§ YOUR ASSIGNMENT: Identify, in the records below, every line where the string "useful" appears, and copy each such line.

Stored entries:

+---+

PR #351, opened 2022-01-16
Use testing facilities for logging on error

Oppen:
- Reduce arbitrary printing during tests
- Remove helper for tests from application builds

Examples remain printing as an exception, as they're intended to be seen
by users learning the package.


lemire:
All good. Let us merge.

guymolinari:
Are the API changes also applicable to roaring 64?

Oppen:
This shouldn't affect any API. It only changes tests.

PR #382, opened 2023-02-24
Modify BSI existence bitmap on Increment

anacrolix:
Somehow this got missed when BSI was added. There are no existing tests that check this directly, but it's easily discoverable.


guymolinari:
Good catch Matt!

lemire:
Merging.

PR #383, opened 2023-03-03
BSI fixes

anacrolix:
Some improvements from extensive use under load. More details in the commit messages.

The concurrency is interesting, I suspect that everything was made concurrent to start with, and I think some larger operations might benefit (like And and Or), but some do not.

### DIFF
--- a/BitSliceIndexing/bsi.go
+++ b/BitSliceIndexing/bsi.go
@@ -2,11 +2,12 @@ package roaring
 
 import (
 	"fmt"
-	"github.com/RoaringBitmap/roaring"
 	"math/bits"
 	"runtime"
 	"sync"
 	"sync/atomic"
+
+	"github.com/RoaringBitmap/roaring"
 )
 
 const (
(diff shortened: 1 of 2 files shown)


guymolinari:
I'm fine with simplification,  however I would ask for performance
benchmarking to confirm that performance (latency) is not impacted.  I'm
storing 64 bit values and run on multi-core platforms

anacrolix:
No worries, the Runoptimize change fixes a bug if you want to cherry pick just that.

lemire:
@guymolinari Can you suggest a before-after benchmark we could to test out performance ?

guymolinari:
I routinely store highly distributed 64 bit values (think hashes).   I
would simply store a few million 64 bit hashes in a BSI then measure the
"add" operation latencies on a single core vs. multi-core

Guy

lemire:
@anacrolix Can you just run a basic benchmark to see what effect your PR has?

lemire:
@guymolinari  Any chance you could benchmark it? Before and after, based on your use case?

guymolinari:
Yes.   Will do ASAP.

anacrolix:
> No worries, the Runoptimize change fixes a bug if you want to cherry pick just that.

If it wasn't clear, this commit is an unrelated bug and could be cherry picked independently.

lemire:
I am sure @guymolinari will get back to us soon?

anacrolix:
Here's the scheduler overhead from a 5s snapshot with a parallelized SetValue (i.e. more than 100% CPU for the scheduler overhead): 
image
After the fix I've provided this is the overhead
image
(i.e. negligible items elsewhere).
It might make sense to parallelize SetValue but it would require chunking across the bitmaps, and there would need to be a lot of them. I think for 99% of users, a sequential SetValue is going to be much much faster. My own program had a 3-4x speedup just by removing this pathological scheduler case.

I've been very conservative and only fixed this one case that performs very badly. I haven't seen an issue elsewhere.

anacrolix:
I've been using this extensively in production for a search database implementation. In particular I did testing around whether removing RunOptimize was correct, and whether this is faster. I am certain in both cases. I strongly recommend to merge this.

lemire:
Merged.

Smallhi:
I implemented BSI in C. for some reason, we didn't use concurrency, It seems the performance is OK. (postgres-like env)

guymolinari:
BTW, this is good stuff.  I'm glad you are all digging into this deeply.   I did approve the PR earlier but didn't comment further at the time.   I've been using this as part of a DB engine that is very close to being a drop in replacement for MySQL and will use the released version of this in my project.

anacrolix:
> Also, one final thought WRT parallelization. If we could migrate all of roaring bitmap to run on GPUs, would multithreading this matter?

No, and I think from the C version, multithreading is only worthwhile in very specific cases.

Issue #455, opened 2024-10-29
MinMaxBig may set default foundSet?


ChicChip:
v2.4.0
in "func (b *BSI) MinMaxBig(parallelism int, op Operation, foundSet *Bitmap) *big.Int"
before excute  "card := foundSet.GetCardinality()" need add code
"
if foundSet == nil {
		foundSet = &b.eBM
}
"
then when foundSet is nil , this function will return b.eBM's max or min value?

guymolinari:
The purpose of a 'foundSet' is to restrict the operation to a subset of the
contents of a BSI (or other operations such as comparisons).   If a nil
foundSet is passed
then the entire BSI is considered.   If you look at the code you will see
that if a foundSet is not provided, then the existence bitmap is used
instead.  The existence
bitmap of a BSI indicates that a value is present (non NULL) for a given
columnId.

guymolinari:
This was a question for clarification and not a bug or feature request so I am closing the issue.

ChicChip:
it didn't use existence bitmap in **MinMaxBig** func, and when i use 
`bsi.MinMaxBig(1,roaring64.MAX, nil)`
it will throw a panic
`github.com/RoaringBitmap/roaring/v2/roaring64.(*Bitmap).GetCardinality(0xc000191308?)
        /Users/jidian.shan/Desktop/user-profile-be/vendor/github.com/RoaringBitmap/roaring/v2/roaring64/roaring64.go:390 +0x18
github.com/RoaringBitmap/roaring/v2/roaring64.(*BSI).MinMaxBig(0xc0004d6000, 0x4e1f?, 0x8, 0x152f2e2?)
        /Users/jidian.shan/Desktop/user-profile-be/vendor/github.com/RoaringBitmap/roaring/v2/roaring64/bsi64.go:512 +0x70
`

guymolinari:
Yes.   Indeed this should be fixed.  There are a few other places where we should check nil as well.   However, this works per the unit tests.

func TestMinMaxBigWithNegative(t *testing.T) {
    bsi := setupAutoSizeNegativeBoundary()
    assert.Equal(t, big.NewInt(-5), bsi.MinMaxBig(0, MIN, bsi.GetExistenceBitmap())).       //WORKS
    assert.Equal(t, big.NewInt(5), bsi.MinMaxBig(0, MAX, bsi.GetExistenceBitmap()))         //WORKS
[...]

PR #456, opened 2024-10-31
fix use nil parameter, the MinMaxBig func will throw panic's problem

ChicChip:
i fixed fix use nil parameter, the MinMaxBig func will throw panic's problem (https://github.com/RoaringBitmap/roaring/issues/455)

### DIFF
--- a/BitSliceIndexing/bsi.go
+++ b/BitSliceIndexing/bsi.go
@@ -435,6 +435,10 @@ func (b *BSI) MinMax(parallelism int, op Operation, foundSet *roaring.Bitmap) in
 
 	resultsChan := make(chan int64, n)
 
+	if foundSet == nil {
+		foundSet = b.eBM
+	}
+
 	card := foundSet.GetCardinality()
 	x := card / uint64(n)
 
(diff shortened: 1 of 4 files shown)


guymolinari:
Could you also look at CompareBigValue ad well?

ChicChip:
in bsi64.go and bsi.go file, if foundSet is nil, is it all set to exisitence bitmap?

ChicChip:
i think these function may all hava nil pointer problem when parameter is nil

1. TransposeWithCounts
2. SumBigValues
3. IntersectAndTranspose
4. TransposeWithCounts
5. Increment

guymolinari:
Yes.  Also in CompareBigValue.  If 'end' is not set it will panic also

ChicChip:
> i think these function may all hava nil pointer problem when parameter is nil
> 
> 1. TransposeWithCounts
> 2. SumBigValues
> 3. IntersectAndTranspose
> --4. TransposeWithCounts
> 5. Increment

I have set default value for these function, include CompareBigValue

PR #473, opened 2025-04-08
`ToArray` with pre-allocated slices: `ToExistingArray`

TheHippo:
I have a use case were I need to call `ToArray` quite often. Every call creates a new slices which creates a lot of pressure for Go's GC. This PR adds a new function - `ToExistingArray` - to `Bitmap` which allows using a pre-allocated slice, that later can be re-used.


d-enk:
As if it were possible to do without a pointer to a slice 🤔

PR #13786, opened 2021-02-01
Build: Do not recompile packages in publish step of the CI

gaetanmaisse:
## What I did

Do not recompile packages before publishing with the `run-registry` script. It will:
 - 🚓  ensure that the outputs of the build step are really used
 - 🚀  speed up the publish step on CI ~a lot~ a bit

## How to test
 
 - CI should still be 🟢  and the duration of the `publish` step should decrease ~a lot~ a bit


phated (approved):
We chatted about this and the reasoning makes sense! Do we need to label this with e2e-extended?

shilman (approved):
LGTM

PR #13787, opened 2021-02-01
CI: Remove generic cache key from Circle CI

phated:
Issue: N/A

## What I did

While investigating my CI failures, I noticed that an old cache was being pulled (in the same fashion as #13752) - we should only use a cache in CI if it matches the lockfile in the project, otherwise this can cause flakiness in the tests.

## How to test


shilman (approved):
LGTM!

Issue #13789, opened 2021-02-02
Support manager cache and force prebuilt manager with build-storybook


ghengeveld:
In order to speed up `build-storybook` in CI, it would be useful to be able to force the use of the prebuilt manager UI. That way the build process can be much faster, while the Storybook for local development can still be customized. Of course the limitation here is that the compiled Storybook will not include any customizations.

Tangent to this, we currently do not support manager cache in `build-storybook`, so even if there is a cached manager available, it will not be used when building a static Storybook. This makes it impossible to optimize a CI build with a cached manager, as was the goal of https://github.com/storybookjs/storybook/pull/13784.

zol:
>  Of course the limitation here is that the static Storybook will not include any customizations.

If we include the proposed `-force-prebuilt-manager` flag we should be extremely clear in our documentation that users may end up with what they perceive as 'broken' Storybooks because of missing customizations/add-ons.

ndelangen:
storybook 7.0 beta no longer has this flag/feature. I'll close this issue, as it's no longer relavant.

PR #13798, opened 2021-02-03
CLI: Add `--build-only` option to `start-storybook` (useful to warm up the cache)

kaelig:
### Issues:

Related to Discussion #13737 (where I initially described the use-case)
Related to #13266
Related to #13789
Related to #13784

---

I’d like a deterministic way to warm up a reusable cache for `start-storybook` without needing to start the server (nor opening the browser), which ideally would ensure that the next time somebody runs `start-storybook`, the cache is picked up and it runs faster.

For example, in the proprietary equivalent to GitHub Codespaces we run internally at Shopify, a warm cache means reducing Storybook's boot time by 30s (from 1m to 30s).

This is close to `--ci` but without the server. It's also close to `--smoke-test`, but without outputting stats, and with properly working caches.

+---+

§ WRITTEN RESPONSE:
In order to speed up `build-storybook` in CI, it would be useful to be able to force the use of the prebuilt manager UI. That way the build process can be much faster, while the Storybook for local development can still be customized. Of course the limitation here is that the compiled Storybook will not include any customizations.
CLI: Add `--build-only` option to `start-storybook` (useful to warm up the cache)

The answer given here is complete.